Of course there is still the issue with setup-dotnet being slow to install .NET SDK

Yes, but to install the .NET SDK, the setup-dotnet action uses scripts maintained by DotNet team as the recommended approach and we also cannot to do anything with it.

https://docs.microsoft.com/en-us/dotnet/core/tools/dotnet-install-script

vsafonkin commented 2 years ago

Closed, because there is nothing we can do from our side.

jetersen commented 2 years ago

Created https://github.com/actions/setup-dotnet/issues/260 πŸ˜“

ItalyPaleAle commented 1 year ago

We have I/O perf issues as well, and it's not related to .NET.

For example, when using the actions/cache@v3 Action to restore something from cache. The cache contains a lot of small files that are then unpacked.

Windows:

image

It took Windows 428 seconds to restore 1337MB.

Linux:

image

Although Linux had to restore only 1074MB, it took only 34 seconds.

As you can see, Windows was actually downloading files from the cache faster than Windows.
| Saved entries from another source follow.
Issue #4984, opened 2018-04-27
Refactor logging 


gumb0:
This PR accumulates all smaller PRs related to rewriting logging system using boost.log

- [x] Create basic logging primitives in `Log.h`
- [x] Custom `operator<<` for log stream to apply special formatting to logged values - this will replace `LogOutputStreamBase::append()` methods
- [x] Change all logging statements to use new logging
- [x] Rename `clogSimple` to `clog`
- [x] Replace `ThreadContext` mechanism with some additional log context attributes
- [x] Get rid of `VerbosityHolder`
- [x] `setupLogging()` in all executables
- [x] Get rid of global verbosity variable (make it argument to `setupLogging()` instead)
- [x] Create separate global logger for critical errors
- [x] Handle exceptions from logging system
- [x] new command line parameter for filtering channels (probably create program options group to handle it easily in all tools)
- [x] Limit used verbosities to 5 levels: Error, Warning, Info, Debug & Trace

PR #5002, opened 2018-05-03
Refactor logging - get rid of VerbosityHolder

gumb0:
Part of log refactoring #4984

`VerbosityHolder` was used for temporary changing the log verbosity. Currently it's used only in unit tests, not sure what for, and just removing it doesn't affect anything at least at default verbosity.
(It might be that it improves output of testeth for these tests at higher verbosity, but then it should be done some other way. CI doesn't use higher verbosity and me neither and I don't feel like untangling it right now)

Also I removed the rest of `--nonetwork` flag support from `testeth`.

### DIFF
--- a/libdevcore/Log.h
+++ b/libdevcore/Log.h
@@ -39,14 +39,6 @@ namespace dev
 /// The logging system's current verbosity.
 extern int g_logVerbosity;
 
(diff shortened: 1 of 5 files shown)


gumb0:
AppVeyor doesn't move for some reason...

However, I suspect that what took the longest was extracting them: to us, it seems to be more of a disk I/O issue rather than a network one.

This is one big example, but we see Windows agents being much slower in other things that perform disk I/O, such as pulling/pushing Docker images.
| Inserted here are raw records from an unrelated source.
PR #5006, opened 2018-05-07
eth command line options to filter log by channel

gumb0:
Part of log refactoring #4984

I went with specifying channels as a space-separated list because it's more natural for boost.program_options.
So the command line can be like
```
./eth -v 10 --log-channels host client warn bq --log-exclude-channels net discov
```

miketimofeev commented 1 year ago

@ItalyPaleAle windows and ubuntu runners are different in terms of disk allocation and that may explain the issue.

ItalyPaleAle commented 1 year ago

@miketimofeev the performance different is very significant however. I don't know what disks are used, but Linux agents processed 1000MB in 32s and WIndows ones in 320s in our tests above, so 10x slower. (I am aware that it's not apples-to-apples as the files in the caches aren't exactly the same, but this difference should be significant regardless)
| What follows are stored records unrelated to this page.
Issue #4216, opened 2017-07-03
testeth should warn or error if --statediff is specified but verbosity is below 2.


pirapira:
The `testeth` option `--statediff` works only when `--verbosity 2` or a higher verbosity is specified.  When the `--statediff` option does not work, `testeth` should warn or error out.

pirapira:
@winsvega do you prefer a warning or an error?

pirapira:
I learned that `--statediff` option also writes something in the filled test.  This works without the `--verbosity` option.  So close the issue.

winsvega:
--statediff writes to the filled test if --filltests is set. 
this work as another debug option if you want to get statediff into a file, not just the cmd output (which might be hard to read)
same here, statediff should set verbosity itself. so you see the output (when used without --filltests)

PR #5011, opened 2018-05-09
fix verbosity for testeth

winsvega:
add another level of notes
0 - no output
1 - test progress output
2 - test progress + test names

### DIFF
--- a/test/tools/libtesteth/Options.cpp
+++ b/test/tools/libtesteth/Options.cpp
@@ -20,14 +20,18 @@
 
 #include <libevm/VMFactory.h>
 #include <libweb3jsonrpc/Debug.h>
-#include <test/tools/libtesteth/Options.h>
 #include <test/tools/fuzzTesting/fuzzHelper.h>
+#include <test/tools/libtesteth/Options.h>
+#include <boost/iostreams/device/null.hpp>
+#include <boost/iostreams/stream.hpp>
 #include <boost/program_options.hpp>
 
 using namespace std;
 using namespace dev::test;
 using namespace dev::eth;
 
+namespace
+{
 void printHelp()
 {
     cout << "Usage: \n";
@@ -72,6 +76,25 @@ void printVersion()
 {
     cout << prepareVersionString() << "\n";
 }
+}
+
+void Options::setVerbosity(int _level)
+{
+    static boost::iostreams::stream<boost::iostreams::null_sink> nullOstream(
+        (boost::iostreams::null_sink()));
+    dev::LoggingOptions logOptions;
+    verbosity = _level;
+    logOptions.verbosity = verbosity;
+    if (_level <= 0)
+    {
+        logOptions.verbosity = -1;
+        std::cout.rdbuf(nullOstream.rdbuf());
+        std::cerr.rdbuf(nullOstream.rdbuf());
+    }
+    else if (_level == 1 || _level == 2)
+        logOptions.verbosity = -1;
+    dev::setupLogging(logOptions);
+}
 
 Options::Options(int argc, const char** argv)
 {
@@ -100,7 +123,6 @@ Options::Options(int argc, const char** argv)
     trGasIndex = -1;
     trValueIndex = -1;
     bool seenSeparator = false; // true if "--" has been seen.
-    int verbosity = 5;
     for (auto i = 0; i < argc; ++i)
     {
         auto arg = std::string{argv[i]};
@@ -145,7 +167,7 @@ Options::Options(int argc, const char** argv)
         {
 #if ETH_VMTRACE
             vmtrace = true;
-            verbosity = 13;
+            verbosity = std::max(verbosity, 13);
 #else
             cerr << "--vmtrace option requires a build with cmake -DVMTRACE=1\n";
             exit(1);
@@ -207,22 +229,7 @@ Options::Options(int argc, const char** argv)
         else if (arg == "--verbosity")
         {
             throwIfNoArgumentFollows();
-            static std::ostringstream strCout; //static string to redirect logs to
-            std::string indentLevel = std::string{argv[++i]};
-            if (indentLevel == "0")
-            {
-                logVerbosity = Verbosity::None;
-                std::cout.rdbuf(strCout.rdbuf());
-                std::cerr.rdbuf(strCout.rdbuf());
-            }
-            else if (indentLevel == "1")
-                logVerbosity = Verbosity::NiceReport;
-            else
-                logVerbosity = Verbosity::Full;
-
-            int indentLevelInt = atoi(argv[i]);
-            if (indentLevelInt > verbosity)
-                verbosity = indentLevelInt;
+            verbosity = std::max(verbosity, atoi(argv[++i]));
         }
         else if (arg == "--options")
         {
@@ -263,7 +270,10 @@ Options::Options(int argc, const char** argv)
             testpath = std::string{argv[++i]};
         }
         else if (arg == "--statediff")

wrexbe commented 1 year ago

This is very frustrating, the nuget downloading was slow on windows, even timing out sometimes, so to make it faster, and more reliable I wanted to use the cache, only to find out that the cache action is also very slow on windows. https://github.com/space-wizards/space-station-14/runs/7017334343?check_suite_focus=true The windows server took 2 minutes, and 29 seconds to restore the compressed file, and the Ubuntu server took 16 seconds. Is there a way to work around this?

ericmutta commented 10 months ago

Unfortunately, this is still a problem as of July/2023. The dotnet restore command on ubuntu-latest runs in seconds, but for both windows-2019 and windows-latest it takes a minute or more. Is there a fix for this? The problem actually costs us money because of per-minute billing 😞

thomhurst commented 7 months ago

I've got a pipeline that I run against Linux, Mac and Windows to test cross platform-ness. The Linux and Mac ones take a few minutes. The windows one can take 7, 8 or 9 minutes.

wrexbe commented 7 months ago

Yeah, windows is still like 11 minutes slower then linux for us. https://github.com/space-wizards/space-station-14/actions/runs/6272151167/job/17033126765

Danielku15 commented 7 months ago

I also see similar timings: image https://github.com/CoderLine/alphaSkia/actions/runs/6441066466

My build times are overall significantly slower in Windows. A dotnet build (with restore) of my Nuke build project takes 15secs on ubuntu-latest and >1min on windows-latest. But also other compilations take significantly more time.